Edito
Chabat, Benkirane et le coût du travail
Dernière mise à jour :
Chabat débarque avec sa sensibilité de responsable syndical: une bonne nouvelle pour les équilibres démocratiques, et qui va permettre au nouveau SG de l'Istiqlal de sentir d’un peu plus près la difficulté de répondre à toutes les revendications. Dernièrement, ce chef de l'UGTM avait claqué la porte du dialogue social sous prétexte que le gouvernement n’appliquait pas les accords convenus avec les centrales syndicales... Maintenant, il va falloir qu’il s’implique dans la solution.
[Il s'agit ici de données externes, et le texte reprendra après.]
Issue #2995, opened 2019-03-01
Data cleaning sheets with only repeat question groups do not update the responses


muloem:
When uploading a data cleaning sheet that only contains data from a repeat question group and no responses for the normal group(s) or a file with with only repeat question group sheet, the responses edited for data cleaning in the repeating group are never updated on the backend. 

**First sheet is empty**
<img width="1052" alt="screenshot 2019-03-01 at 12 14 09" src="https://user-images.githubusercontent.com/533336/53634849-9d28ef80-3c1b-11e9-8eb2-1a1f7a17359f.png">

**Data is only present for repeat question group**
<img width="1379" alt="screenshot 2019-03-01 at 12 14 25" src="https://user-images.githubusercontent.com/533336/53634863-ae71fc00-3c1b-11e9-9d18-d842242053bc.png">

stellanl:
Test plan:

1. Import data to a form with only one group which is repeatable.
2. Export it again and see that it was entered correctly.

PR #3074, opened 2019-04-24
[#2995]Fix header validation for all-repeatable forms.

stellanl:
Forms with the first or all groups repeatable were not imported correctly
#### The solution
Handle that, chiefly by changing the verify() method.
## Checklist
* [ ] Test plan
* [ ] Copyright header
* [ ] Code formatting
* [ ] Documentation

### DIFF
--- a/GAE/src/org/waterforpeople/mapping/dataexport/RawDataSpreadsheetImporter.java
+++ b/GAE/src/org/waterforpeople/mapping/dataexport/RawDataSpreadsheetImporter.java
@@ -68,11 +68,6 @@ public class RawDataSpreadsheetImporter implements DataImporter {
     private BlockingQueue<Runnable> jobQueue;
     private List<String> errorIds;
     private static final FlowJsonObjectWriter JSON_OBJECT_WRITER = new FlowJsonObjectWriter();
-    private static final int LEGACY_MONITORING_FORMAT = 6;
-    private static final int MONITORING_FORMAT_WITH_DEVICE_ID_COLUMN = 7;
-    private static final int MONITORING_FORMAT_WITH_REPEAT_COLUMN = 8;
-    private static final int MONITORING_FORMAT_WITH_APPROVAL_COLUMN = 9;
-    private static final int MONITORING_FORMAT_WITH_FORM_VERSION = 10;
 
     private boolean otherValuesInSeparateColumns = false; //until we find one
 
@@ -139,7 +134,7 @@ public class RawDataSpreadsheetImporter implements DataImporter {
             for (int i = 0; i < wb.getNumberOfSheets(); i++) {
                 Sheet sheet = wb.getSheetAt(i);
                 String sn = sheet.getSheetName();
-                if (i == 0 || sn.startsWith("Group ")) {
+                if (i == 0 || sn != null && sn.matches(GROUP_DATA_SHEET_PATTERN)) {
                     sheetMap.put(sheet, processHeader(sheet, headerRowIndex));
                     otherValuesInSeparateColumns |= separatedOtherValues(sheet, headerRowIndex);
                 }
@@ -241,7 +236,7 @@ public class RawDataSpreadsheetImporter implements DataImporter {
 
         //these are all for the base sheet
         Map<Integer, Long> columnIndexToQuestionId = sheetMap.get(baseSheet);
-        int firstQuestionColumnIndex = 0;
+        int firstQuestionColumnIndex = -1;
         if (columnIndexToQuestionId.isEmpty()) { //Nothing but metadata
             firstQuestionColumnIndex = md5Column;
         } else {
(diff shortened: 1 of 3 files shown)


GAE/src/org/waterforpeople/mapping/dataexport/RawDataSpreadsheetImporter.java
```diff
@@ -1028,13 +1034,14 @@ protected void invokeUrl(String serverBase, String urlString,
 
             Row headerRow = sheet.getRow(headerRowIndex);
             boolean firstQuestionFound = false;
-            int firstQuestionColumnIndex = 0;
+            int firstNonheaderColumnIndex = 0;
```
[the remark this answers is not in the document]
stellanl: Yes, but since there may be 0 question columns,  I thought the original name was misleading.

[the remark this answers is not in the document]
stellanl: But sure, *header* might be a little misleading too.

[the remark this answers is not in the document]
muloem: More than _header_ I found it a little weird processing the negative i.e. the _first none header_ vs _first question_

GAE/src/org/waterforpeople/mapping/dataexport/RawDataSpreadsheetImporter.java
```diff
@@ -240,8 +241,13 @@ public void executeImport(File file, String serverBase, Map<String, String> crit
 
         //these are all for the base sheet
         Map<Integer, Long> columnIndexToQuestionId = sheetMap.get(baseSheet);
-        int firstQuestionColumnIndex = Collections.min(columnIndexToQuestionId.keySet());
-        Map<String, Integer> metadataColumnHeaderIndex = getMetadataColumnIndex(baseSheet, firstQuestionColumnIndex, headerRowIndex, false);
+        int firstQuestionColumnIndex = 0;
```
muloem: I propose we initialize it to `-1` to indicate that no question column has been found rather than defaulting to the first column. 

```suggestion
        int firstQuestionColumnIndex = -1;
```

GAE/src/org/waterforpeople/mapping/dataexport/RawDataSpreadsheetImporter.java
muloem: I propose we initialize it to `-1` to indicate that no question column has been found rather than defaulting to the first column

```suggestion
            int firstNonheaderColumnIndex = -1;
```

GAE/src/org/waterforpeople/mapping/dataexport/RawDataSpreadsheetImporter.java
```diff
@@ -1028,13 +1034,14 @@ protected void invokeUrl(String serverBase, String urlString,
 
             Row headerRow = sheet.getRow(headerRowIndex);
             boolean firstQuestionFound = false;
-            int firstQuestionColumnIndex = 0;
+            int firstNonheaderColumnIndex = 0;
+            int lastNonemptyHeaderColumnIndex = 0;
```
muloem: I propose we initialize it to `-1` to indicate that no column has been found rather than defaulting to the first column. 

```suggestion
            int lastNonemptyHeaderColumnIndex = -1;
```

stellanl: So do you then want to get rid of the firstQuestionFound variable? Because that is doing that job right now.

muloem: Good observation and yes. it would not be needed anymore actually! 👍

GAE/src/org/waterforpeople/mapping/dataexport/RawDataSpreadsheetImporter.java
```diff
@@ -1006,91 +1007,121 @@ protected void invokeUrl(String serverBase, String urlString,
...
-                errorMap.put(0, "First header cell must contain '" + METADATA_LABEL + "'");
-                return errorMap;
+                break;
             }
 
-            int headerRowIndex = splitSheets ? 1 : 0;
+            if (!isEmptyCell(cell)) {
+                lastNonemptyHeaderColumnIndex = cell.getColumnIndex();
+            }
+            if (cellValue.matches("[0-9]+\\|.+")) {
```
muloem: I saw you extracted the regex pattern for the sheet, maybe we can extract this one as well to make it more explicit..?

GAE/src/org/waterforpeople/mapping/dataexport/RawDataSpreadsheetImporter.java
```diff
@@ -1006,91 +1007,121 @@ protected void invokeUrl(String serverBase, String urlString,
...
-                }
-                if (!checkCol(index, DURATION_COLUMN_KEY)) {
-                    errorMap.put(-1, "Column header '" + DURATION_LABEL + "' missing on sheet " + i);
-                }
-                if (i > 0 && !checkCol(index, REPEAT_LABEL)) {
-                    errorMap.put(-1, "Column header '" + REPEAT_LABEL + "' missing on sheet " + i);
+                Sheet sheet = wb.getSheetAt(i);
+                String name = sheet.getSheetName();
+                if (i == 0) { //TODO OR just I==0??
+                //TODO possible variant:   if (RAW_DATA_SHEET_LABEL.equals(name)) {
```
muloem: In fact I think here it should be enough to have something like
```java
int isBaseSheet = false;
if (label == "Raw data") isBaseSheet = true;
else if (label matches "Group ...") isBaseSheet ...
```

And a sheet which doesnt match either of the two doesnt necessarily need to be an error but we ignore it and dont consider for the import.

GAE/src/org/waterforpeople/mapping/dataexport/RawDataSpreadsheetImporter.java
stellanl: Sure

GAE/src/org/waterforpeople/mapping/dataexport/RawDataSpreadsheetImporter.java
stellanl: The Clojure validation only validates question ID's on sheet 0, right now, and the import also assumes base sheet to be 0, so I want to match that until we redo all this.
Unknown-name sheets now ignored for verification.

GAE/src/test/java/org/waterforpeople/mapping/dataexport/RawDataSpreadsheetImporterTests.java
```diff
@@ -0,0 +1,117 @@
...
+    @Test
+    void testNoQuestionColumns() throws IOException {
+        DataImporter dimp = new RawDataSpreadsheetImporter();
+
+        //Check that a file without any questions fail on "row" -11
+        File file = createNoQuestionsSpreadsheet("/tmp/invalid1.xlsx");
+        Map<Integer,String> errors = dimp.validate(file);
+        assertEquals(1, errors.size());
+        String err1 = errors.get(-11);
+        assertNotEquals(err1, null);
```
muloem: May be more accurate to `assertEquals()` and actually copy the error text here?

On voit bien dans d'autres pays, les hommes politiques changer de langage et d'idées dès qu'ils ont la responsabilité du pouvoir. Ils finissent tous par se rendre à l'évidence: la critique est facile mais l'art est difficile.
Au Maroc, il en va de même. Abdelillah Benkirane, actuellement ou plus tard, avec son nouvel allié Chabat, sont face à des indicateurs économiques têtus qui ne comprennent rien ni à la volonté de mise en place d’une nouvelle gouvernance, ni aux charmes de notre nouvelle Constitution.
Notre économie a besoin de décisions concrètes et courageuses.
Ainsi, que ce soit au niveau des salaires ou des recrutements dans la fonction publique, la pression sur le gouvernement va aller en grandissant. La masse salariale de nos fonctionnaires atteint les 105 milliards de dirhams, soit environ 13% du PIB, ce qui laisse une très faible marge de révision. Le salaire minimum dans le privé au Maroc est le plus élevé d’Afrique, supérieur de 30% à celui de la Tunisie, de 60% à celui de la Bulgarie ou de la Roumanie, égal à celui de la Lituanie ou de la Pologne... Sans parler des salaires dans les pays asiatiques.
Des responsables politiques ou de vénérables économistes prennent la parole de temps à autre, pour dire que le Maroc ne doit pas fonder son modèle économique sur le bas coût de la main d’œuvre, mais que nous devons innover et faire progresser notre recherche-développement pour modifier notre production et aller à la conquête de nouveaux marchés. Ce ne sont là que belles paroles de personnes qui n’ont jamais créé une entreprise au Maroc et qui planent loin au-dessus de la réalité sociale du pays.
Le coût du travail restera encore, pour très longtemps, un facteur important de notre compétitivité et par conséquent de notre aptitude à augmenter nos exportations et notre industrialisation. Peut-être que Chabat le syndicaliste devra mettre un peu d'eau dans son “thé”.